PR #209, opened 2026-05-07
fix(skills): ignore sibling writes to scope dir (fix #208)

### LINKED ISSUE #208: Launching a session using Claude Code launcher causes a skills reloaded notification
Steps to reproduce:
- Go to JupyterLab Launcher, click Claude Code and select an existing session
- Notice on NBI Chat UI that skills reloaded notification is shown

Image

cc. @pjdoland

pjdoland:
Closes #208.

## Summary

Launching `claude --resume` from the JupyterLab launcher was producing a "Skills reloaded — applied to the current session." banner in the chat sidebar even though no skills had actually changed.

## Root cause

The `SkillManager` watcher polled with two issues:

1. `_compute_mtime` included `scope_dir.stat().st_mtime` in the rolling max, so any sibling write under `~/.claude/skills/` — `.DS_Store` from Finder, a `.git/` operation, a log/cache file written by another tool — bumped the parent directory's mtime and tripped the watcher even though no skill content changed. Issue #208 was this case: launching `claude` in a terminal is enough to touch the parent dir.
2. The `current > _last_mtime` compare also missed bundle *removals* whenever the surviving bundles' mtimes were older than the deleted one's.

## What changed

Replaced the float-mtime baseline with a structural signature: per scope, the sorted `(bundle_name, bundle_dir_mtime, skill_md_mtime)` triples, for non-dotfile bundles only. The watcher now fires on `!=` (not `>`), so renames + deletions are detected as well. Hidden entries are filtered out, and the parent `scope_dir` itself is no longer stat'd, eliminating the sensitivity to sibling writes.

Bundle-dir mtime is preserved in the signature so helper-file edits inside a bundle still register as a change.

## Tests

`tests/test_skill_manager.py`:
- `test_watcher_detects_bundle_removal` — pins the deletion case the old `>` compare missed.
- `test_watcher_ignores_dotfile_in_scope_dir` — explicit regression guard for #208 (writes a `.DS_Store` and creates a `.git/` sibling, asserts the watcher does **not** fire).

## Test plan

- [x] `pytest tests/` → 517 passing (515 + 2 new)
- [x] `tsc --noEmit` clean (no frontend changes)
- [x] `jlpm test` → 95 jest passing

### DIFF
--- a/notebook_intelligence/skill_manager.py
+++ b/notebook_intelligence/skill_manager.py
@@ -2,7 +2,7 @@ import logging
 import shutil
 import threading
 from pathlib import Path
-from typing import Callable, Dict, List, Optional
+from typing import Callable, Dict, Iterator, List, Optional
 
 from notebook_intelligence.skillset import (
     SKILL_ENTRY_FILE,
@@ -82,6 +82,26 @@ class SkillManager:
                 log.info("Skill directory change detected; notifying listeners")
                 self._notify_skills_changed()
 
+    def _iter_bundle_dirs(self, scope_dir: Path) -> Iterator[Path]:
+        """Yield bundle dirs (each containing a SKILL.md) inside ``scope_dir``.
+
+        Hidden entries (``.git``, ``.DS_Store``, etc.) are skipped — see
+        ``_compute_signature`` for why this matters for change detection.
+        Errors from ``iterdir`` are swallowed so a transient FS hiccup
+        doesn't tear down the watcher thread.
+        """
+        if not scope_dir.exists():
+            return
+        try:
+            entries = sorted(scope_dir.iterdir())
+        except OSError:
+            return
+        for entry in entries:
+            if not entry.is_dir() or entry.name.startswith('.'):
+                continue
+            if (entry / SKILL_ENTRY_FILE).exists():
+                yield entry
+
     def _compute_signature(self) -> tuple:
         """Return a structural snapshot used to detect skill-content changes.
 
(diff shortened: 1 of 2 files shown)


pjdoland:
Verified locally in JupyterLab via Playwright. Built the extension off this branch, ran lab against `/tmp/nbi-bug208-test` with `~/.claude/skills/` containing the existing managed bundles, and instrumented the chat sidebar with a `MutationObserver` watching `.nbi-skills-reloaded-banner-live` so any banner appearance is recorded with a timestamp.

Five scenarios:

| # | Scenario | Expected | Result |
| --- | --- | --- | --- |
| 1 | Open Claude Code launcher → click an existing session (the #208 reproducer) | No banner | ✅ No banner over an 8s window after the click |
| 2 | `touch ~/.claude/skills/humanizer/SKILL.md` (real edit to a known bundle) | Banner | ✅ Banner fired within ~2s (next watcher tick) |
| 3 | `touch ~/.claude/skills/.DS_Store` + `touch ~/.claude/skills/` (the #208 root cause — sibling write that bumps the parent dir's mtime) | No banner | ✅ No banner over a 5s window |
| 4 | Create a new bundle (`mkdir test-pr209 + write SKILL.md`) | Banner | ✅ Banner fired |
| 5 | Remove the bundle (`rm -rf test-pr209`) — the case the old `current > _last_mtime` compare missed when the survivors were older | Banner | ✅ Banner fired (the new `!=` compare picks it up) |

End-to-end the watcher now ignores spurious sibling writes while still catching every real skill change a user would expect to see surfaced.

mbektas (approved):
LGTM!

════════════════════

Task directions:
The word "Iterator" appears in how many lines of the records? Give the number only.

Solved problem:
2